/---

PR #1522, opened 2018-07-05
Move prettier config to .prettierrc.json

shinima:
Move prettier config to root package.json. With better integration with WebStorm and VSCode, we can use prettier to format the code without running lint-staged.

\---
/---

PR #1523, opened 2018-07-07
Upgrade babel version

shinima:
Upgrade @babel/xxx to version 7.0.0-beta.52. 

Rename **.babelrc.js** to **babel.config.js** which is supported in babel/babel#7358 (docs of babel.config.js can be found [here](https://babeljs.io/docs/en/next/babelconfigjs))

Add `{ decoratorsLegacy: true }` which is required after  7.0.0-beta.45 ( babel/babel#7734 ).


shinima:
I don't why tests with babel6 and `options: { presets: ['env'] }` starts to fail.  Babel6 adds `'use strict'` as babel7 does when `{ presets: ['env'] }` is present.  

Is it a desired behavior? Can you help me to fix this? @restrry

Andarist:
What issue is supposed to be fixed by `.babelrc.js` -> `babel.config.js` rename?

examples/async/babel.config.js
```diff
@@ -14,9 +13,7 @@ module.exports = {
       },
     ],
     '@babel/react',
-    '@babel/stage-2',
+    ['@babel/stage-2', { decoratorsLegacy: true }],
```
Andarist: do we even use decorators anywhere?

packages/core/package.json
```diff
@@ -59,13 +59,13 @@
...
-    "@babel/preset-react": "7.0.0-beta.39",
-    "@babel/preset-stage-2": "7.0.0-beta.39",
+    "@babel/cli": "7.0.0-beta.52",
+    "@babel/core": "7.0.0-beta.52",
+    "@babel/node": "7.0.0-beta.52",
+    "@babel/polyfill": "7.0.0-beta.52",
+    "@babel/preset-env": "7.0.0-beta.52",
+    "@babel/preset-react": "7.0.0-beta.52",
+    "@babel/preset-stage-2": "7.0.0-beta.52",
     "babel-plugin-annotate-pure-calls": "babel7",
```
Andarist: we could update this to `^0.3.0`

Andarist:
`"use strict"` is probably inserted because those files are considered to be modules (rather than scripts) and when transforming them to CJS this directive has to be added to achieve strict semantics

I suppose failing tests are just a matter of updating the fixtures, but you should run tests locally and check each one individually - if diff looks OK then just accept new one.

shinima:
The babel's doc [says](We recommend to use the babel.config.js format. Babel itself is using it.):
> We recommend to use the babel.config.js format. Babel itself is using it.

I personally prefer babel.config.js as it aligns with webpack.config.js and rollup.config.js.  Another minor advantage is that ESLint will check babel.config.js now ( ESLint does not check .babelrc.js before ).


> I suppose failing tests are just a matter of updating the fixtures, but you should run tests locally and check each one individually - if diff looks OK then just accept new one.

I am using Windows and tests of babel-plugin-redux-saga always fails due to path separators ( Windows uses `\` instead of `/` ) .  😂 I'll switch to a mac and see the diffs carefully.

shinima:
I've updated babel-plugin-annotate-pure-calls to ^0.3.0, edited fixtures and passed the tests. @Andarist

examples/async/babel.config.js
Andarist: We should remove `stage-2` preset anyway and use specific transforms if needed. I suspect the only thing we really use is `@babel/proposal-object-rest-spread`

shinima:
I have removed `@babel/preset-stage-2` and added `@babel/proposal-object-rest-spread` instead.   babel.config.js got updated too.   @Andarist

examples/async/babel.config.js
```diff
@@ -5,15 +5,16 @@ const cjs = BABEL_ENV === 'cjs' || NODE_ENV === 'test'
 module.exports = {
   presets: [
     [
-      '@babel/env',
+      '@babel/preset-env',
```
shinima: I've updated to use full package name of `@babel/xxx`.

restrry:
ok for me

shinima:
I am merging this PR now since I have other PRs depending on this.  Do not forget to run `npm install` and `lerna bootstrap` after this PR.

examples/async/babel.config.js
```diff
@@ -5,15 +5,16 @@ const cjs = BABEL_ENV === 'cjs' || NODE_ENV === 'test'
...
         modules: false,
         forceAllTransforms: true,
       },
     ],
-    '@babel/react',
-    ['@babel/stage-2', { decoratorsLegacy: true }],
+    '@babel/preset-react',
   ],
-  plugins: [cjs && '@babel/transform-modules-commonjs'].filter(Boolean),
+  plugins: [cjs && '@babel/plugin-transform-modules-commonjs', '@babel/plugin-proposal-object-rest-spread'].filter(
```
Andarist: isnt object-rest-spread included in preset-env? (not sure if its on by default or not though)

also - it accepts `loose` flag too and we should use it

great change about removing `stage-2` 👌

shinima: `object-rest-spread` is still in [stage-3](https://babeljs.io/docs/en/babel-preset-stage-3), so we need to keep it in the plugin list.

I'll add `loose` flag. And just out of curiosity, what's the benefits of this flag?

\---

ACTION ITEM
Looking at the listing above, count the lines that contain "babeljs" and give nothing but the number.

REPLY TO THE TASK
2